*Problem to solve*. Go through the entries below and copy each line that holds the word "look".

== == ==

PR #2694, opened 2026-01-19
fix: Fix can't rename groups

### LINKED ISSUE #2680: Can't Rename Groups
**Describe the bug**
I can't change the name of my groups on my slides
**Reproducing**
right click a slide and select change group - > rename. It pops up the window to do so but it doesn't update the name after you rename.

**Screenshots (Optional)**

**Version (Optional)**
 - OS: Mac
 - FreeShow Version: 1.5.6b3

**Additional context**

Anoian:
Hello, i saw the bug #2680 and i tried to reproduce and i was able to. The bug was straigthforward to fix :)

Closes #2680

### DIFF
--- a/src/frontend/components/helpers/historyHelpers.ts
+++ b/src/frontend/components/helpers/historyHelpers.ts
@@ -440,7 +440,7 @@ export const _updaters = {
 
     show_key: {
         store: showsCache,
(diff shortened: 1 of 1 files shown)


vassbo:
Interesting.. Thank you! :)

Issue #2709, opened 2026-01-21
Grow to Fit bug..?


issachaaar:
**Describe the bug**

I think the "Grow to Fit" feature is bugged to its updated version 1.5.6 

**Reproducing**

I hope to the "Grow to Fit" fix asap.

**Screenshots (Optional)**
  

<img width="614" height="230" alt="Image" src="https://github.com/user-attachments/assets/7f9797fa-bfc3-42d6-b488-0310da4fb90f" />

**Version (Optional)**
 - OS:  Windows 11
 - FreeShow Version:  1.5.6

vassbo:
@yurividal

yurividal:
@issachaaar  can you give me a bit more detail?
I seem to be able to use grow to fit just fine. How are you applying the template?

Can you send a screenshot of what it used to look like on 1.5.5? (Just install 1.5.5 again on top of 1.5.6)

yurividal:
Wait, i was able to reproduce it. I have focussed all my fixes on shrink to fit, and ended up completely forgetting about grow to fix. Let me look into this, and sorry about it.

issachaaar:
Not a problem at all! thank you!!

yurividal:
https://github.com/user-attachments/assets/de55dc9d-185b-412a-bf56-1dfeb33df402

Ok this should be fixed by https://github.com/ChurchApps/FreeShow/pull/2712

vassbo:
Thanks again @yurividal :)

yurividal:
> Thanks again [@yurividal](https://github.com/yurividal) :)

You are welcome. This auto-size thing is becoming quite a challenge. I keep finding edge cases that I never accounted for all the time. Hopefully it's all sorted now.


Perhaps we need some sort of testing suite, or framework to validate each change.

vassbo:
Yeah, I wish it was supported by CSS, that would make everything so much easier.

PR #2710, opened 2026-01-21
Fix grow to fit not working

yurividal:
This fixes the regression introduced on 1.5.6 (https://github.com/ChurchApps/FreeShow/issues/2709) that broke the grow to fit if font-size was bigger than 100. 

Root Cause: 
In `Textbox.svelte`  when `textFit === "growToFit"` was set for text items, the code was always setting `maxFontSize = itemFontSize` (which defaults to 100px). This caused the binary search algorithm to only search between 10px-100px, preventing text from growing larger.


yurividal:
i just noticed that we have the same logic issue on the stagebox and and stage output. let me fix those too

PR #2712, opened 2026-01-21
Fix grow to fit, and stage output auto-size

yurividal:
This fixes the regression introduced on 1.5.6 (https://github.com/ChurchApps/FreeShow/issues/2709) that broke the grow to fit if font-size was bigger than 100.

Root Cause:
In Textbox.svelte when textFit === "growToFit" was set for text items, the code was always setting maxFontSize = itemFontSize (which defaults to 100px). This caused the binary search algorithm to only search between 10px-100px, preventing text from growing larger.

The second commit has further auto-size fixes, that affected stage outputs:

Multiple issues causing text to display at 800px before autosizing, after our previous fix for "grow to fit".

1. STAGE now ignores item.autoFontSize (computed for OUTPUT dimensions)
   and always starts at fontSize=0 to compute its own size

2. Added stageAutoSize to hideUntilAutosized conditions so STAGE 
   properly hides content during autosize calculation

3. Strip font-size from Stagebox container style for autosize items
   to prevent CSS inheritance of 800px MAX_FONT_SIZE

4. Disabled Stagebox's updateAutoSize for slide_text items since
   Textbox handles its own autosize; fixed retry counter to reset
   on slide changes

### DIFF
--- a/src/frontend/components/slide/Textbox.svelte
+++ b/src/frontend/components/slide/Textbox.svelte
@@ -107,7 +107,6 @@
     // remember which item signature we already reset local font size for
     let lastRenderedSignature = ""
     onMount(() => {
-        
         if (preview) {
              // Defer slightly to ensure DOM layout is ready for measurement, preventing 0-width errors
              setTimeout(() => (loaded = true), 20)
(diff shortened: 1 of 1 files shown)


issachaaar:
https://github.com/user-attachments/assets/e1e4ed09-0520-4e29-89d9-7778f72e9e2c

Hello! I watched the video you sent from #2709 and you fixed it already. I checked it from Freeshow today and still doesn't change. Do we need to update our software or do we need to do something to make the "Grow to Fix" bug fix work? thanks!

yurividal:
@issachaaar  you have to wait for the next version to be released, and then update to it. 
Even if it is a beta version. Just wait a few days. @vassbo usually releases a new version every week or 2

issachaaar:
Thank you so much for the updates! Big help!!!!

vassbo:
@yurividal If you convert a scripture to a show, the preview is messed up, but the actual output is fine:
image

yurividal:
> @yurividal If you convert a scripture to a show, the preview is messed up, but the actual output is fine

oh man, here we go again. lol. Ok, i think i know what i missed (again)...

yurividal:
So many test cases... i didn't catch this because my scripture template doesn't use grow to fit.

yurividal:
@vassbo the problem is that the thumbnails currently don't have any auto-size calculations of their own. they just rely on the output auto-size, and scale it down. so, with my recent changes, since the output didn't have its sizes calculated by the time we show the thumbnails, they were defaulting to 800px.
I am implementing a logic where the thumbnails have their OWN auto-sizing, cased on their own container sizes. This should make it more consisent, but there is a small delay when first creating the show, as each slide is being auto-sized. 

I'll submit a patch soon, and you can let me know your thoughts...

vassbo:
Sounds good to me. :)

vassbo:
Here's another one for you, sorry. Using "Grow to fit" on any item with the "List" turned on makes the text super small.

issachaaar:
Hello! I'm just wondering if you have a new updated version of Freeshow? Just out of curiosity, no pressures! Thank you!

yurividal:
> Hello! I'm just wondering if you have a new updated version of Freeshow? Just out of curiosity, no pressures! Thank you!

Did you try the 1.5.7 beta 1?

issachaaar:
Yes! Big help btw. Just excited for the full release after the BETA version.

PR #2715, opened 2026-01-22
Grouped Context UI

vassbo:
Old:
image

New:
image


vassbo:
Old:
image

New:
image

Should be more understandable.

== == ==

*Solution for this exercise*.
Can you send a screenshot of what it used to look like on 1.5.5? (Just install 1.5.5 again on top of 1.5.6)
Wait, i was able to reproduce it. I have focussed all my fixes on shrink to fit, and ended up completely forgetting about grow to fix. Let me look into this, and sorry about it.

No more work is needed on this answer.